# I'm sorta irritated



## westsailpat (Oct 13, 2017)

Well not really ok yes I am . Anyhow this guy has a pair cast iron legs that I think would be a good fit for my Craftsman/Atlas 6" . They are I'm sure Atlas , i'm just not sure if they are for a 6" .  The reason i'm irritated is because this guy seems to be one of those re purpose guys AKA Steam punker as he has other legs for sale . I would go over and talk to him but he says his price is firm and I respect that , i'm just not paying that much . How would you handle the art of the deal ?
PS  10 D-441 what does that mean ?
https://losangeles.craigslist.org/lgb/tls/d/craftsman-lathe-cast-iron-legs/6338592596.html


----------



## kopeck (Oct 13, 2017)

Well there is a 10D (predecessor of the popular 10F)  lathe so I'm guessing that's what they're from.

That does seem expensive.

K


----------



## Moderatemixed (Oct 13, 2017)

My experience has been the it will bother you to no end if you don’t get those legs.  You have, I’m guessing, already bought them in your mind.  Pay the man and in the future when you REALLY SCORE a deal consider yourself “even” with the universe.  Think of it as paying now for something you REALLY want knowing that the universe owes you one.....   You’ll be amazed how quickly the universe settles it’s debt......   Some call it Karma.  
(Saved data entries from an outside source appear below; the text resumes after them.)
PR #2331, opened 2020-04-01
Add PowerShell example with -f flag to check reference

### LINKED ISSUE #2330: Document workaround for PowerShell scripts
### Description
PowerShell scripts do not return the right return code, as described in https://github.com/sensu/sensu/issues/1919.

### Category

This is an issue with:

### Affected pages
https://docs.sensu.io/sensu-go/latest/reference/checks/ ?

### Expected behavior
We should document the use of the `-f` flag, which appears to fix this issue.

### Current behavior
A user that doesn't specify this flag will only have return codes of `0` or `1`.

### Additional context

* Browser(s) and version(s): 
* OS:

hillaryfraley:
## Description
Adds a check example with PowerShell in command to check reference.

**Question**: Does the PowerShell workaround work with YAML? I included a yaml example, but the original issue only included JSON so I thought I should check.

## Motivation and Context
Closes https://github.com/sensu/sensu-docs/issues/2330

### DIFF
--- a/content/sensu-go/5.19/reference/checks.md
+++ b/content/sensu-go/5.19/reference/checks.md
@@ -1008,6 +1008,7 @@ spec:
 ### PowerShell script in check commands
 
 If you use a PowerShell script in your check command, make sure to include the `-f` flag in the command.
+The `-f` flag ensures that the proper exit code is passed into Sensu.
 For example:
 
 {{< language-toggle >}}
--- a/content/sensu-go/5.19/reference/checks.md
+++ b/content/sensu-go/5.19/reference/checks.md
@@ -1005,6 +1005,50 @@ spec:
 
 {{< /language-toggle >}}
 
+### PowerShell script in check commands
+
+If you use a PowerShell script in your check command, make sure to include the `-f` flag in the command.
+For example:
+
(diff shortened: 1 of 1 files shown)


content/sensu-go/5.19/reference/checks.md
```diff
@@ -1005,6 +1005,50 @@ spec:
 
 {{< /language-toggle >}}
 
+### PowerShell script in check commands
+
+If you use a PowerShell script in your check command, make sure to include the `-f` flag in the command.
```
rgeniesse, line 1010: May want to off some explanation into why the `-f` is required. My understanding of it is that it allows the proper exit code to be passed into Sensu.

hillaryfraley: Good point, thank you. I will add it.

hillaryfraley, line 1010:
```suggestion
If you use a PowerShell script in your check command, make sure to include the `-f` flag in the command.
The `-f` flag ensures that the proper exit code is passed into Sensu.
```

palourde (approved):
👍

PR #2392, opened 2020-04-23
Add sensuctl describe-type command

hillaryfraley:
## Description
Adds `sensuctl describe-type` section in sensuctl reference doc.

## Motivation and Context
Closes https://github.com/sensu/sensu-docs/issues/2376

PR #2418, opened 2020-05-01
Update resources lists in RBAC reference

hillaryfraley:
## Description
Adds resources to lists in RBAC reference: searches to namespaced list and provider, providers, and secrets to cluster-wide list

## Motivation and Context
https://github.com/sensu/sensu-docs/pull/2392#issuecomment-622416017

### DIFF
--- a/content/sensu-go/5.16/reference/rbac.md
+++ b/content/sensu-go/5.16/reference/rbac.md
@@ -211,14 +211,15 @@ You can access cluster-wide resources only by [cluster roles][21].
 
 | type | description |
 |---|---|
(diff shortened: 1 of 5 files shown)


palourde (approved):
👌

hillaryfraley:
@palourde if this is correct, I think providers and secrets should be propagated back to 5.17, and provider should be propagated back to 5.16, right? I think searches was added for 5.19, so it only needs to be propagated forward to 5.20.

palourde:
@hillaryfraley Yes, except for the the PostgreSQL event store, which was introduced in 5.10.0 (https://docs.sensu.io/sensu-go/latest/release-notes/#5-10-0-release-notes).

PR #2428, opened 2020-05-05
Add note about trace log level in Troubleshooting

### LINKED ISSUE #2407: Add note about trace log level in troubleshooting
### Description
We should add a note in the Troubleshooting log levels section to explain how Sensu handles the trace log level:
- Users can set the log level to trace, but we don't log at that level anywhere in the application, so it's functionally the same as debug level right now.
- Users can get to trace level by doing `--log-level trace` or by incrementing via SIGUSR1

### Category

This is an issue with:

### Affected pages
https://docs.sensu.io/sensu-go/5.20/guides/troubleshooting/#log-levels

### Expected behavior
The page should contain a note explaining how Sensu handles the log level

### Current behavior
As of 5.20, the increment info includes mention of the trace level but does not explain how users could end up at that log level.

### Corrections needed
Add a note explaining how Sensu handles the log level and how users could end up there.

hillaryfraley:
## Description
Adds note to explain that trace is the same as debug in Sensu.

## Motivation and Context
Closes https://github.com/sensu/sensu-docs/issues/2407

### DIFF
--- a/content/sensu-go/5.16/guides/troubleshooting.md
+++ b/content/sensu-go/5.16/guides/troubleshooting.md
@@ -46,6 +46,11 @@ sensu-agent start --log-level debug
 You must restart the service if you change log levels via configuration files or command line arguments.
 For help with restarting a service, see the [agent reference][5] or [backend reference][9].
 
+{{% notice note %}}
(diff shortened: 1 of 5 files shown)


hillaryfraley:
Hmm maybe I should say "The trace log level output is the same as debug in Sensu" instead.

PR #2430, opened 2020-05-07
Add example registration handler

hillaryfraley:
## Description
- Adds an example registration handler in the handlers reference.
- Updates link in registration events content in agent reference so that it points to the new registration handler.

## Motivation and Context
Jef noticed that our agent reference says the handlers reference includes a registration handler example, but it does not.

## Review Instructions
Once approved, is it appropriate to propagate this to the 5.16, 5.17, and 5.18 docs?


nixwiz (approved):
LGTM! 👍

hillaryfraley:
Thanks @nixwiz ! Would this handler work for previous supported Sensu versions? Specifically, 5.16, 5.17, and 5.18?

nixwiz:
> Thanks @nixwiz ! Would this handler work for previous supported Sensu versions? Specifically, 5.16, 5.17, and 5.18?

Yes, it should work.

Sent from my iPad using Tapatalk


----------



## kopeck (Oct 13, 2017)

Moderatemixed said:


> My experience has been the it will bother you to no end if you don’t get those legs.  You have, I’m guessing, already bought them in your mind.  Pay the man and in the future when you REALLY SCORE a deal consider yourself “even” with the universe.  Think of it as paying now for something you REALLY want knowing that the universe owes you one.....   You’ll be amazed how quickly the universe settles it’s debt......   Some call it Karma.
> 
> 
> Sent from my iPad using Tapatalk



That's an interesting way to go about it.  I guess I'm always shooting for a fair price.  I rarely "score" and often what seem like my better deals turn out to be not as good as they looked at first.  When you're dealing with old stuff it's a crap shoot.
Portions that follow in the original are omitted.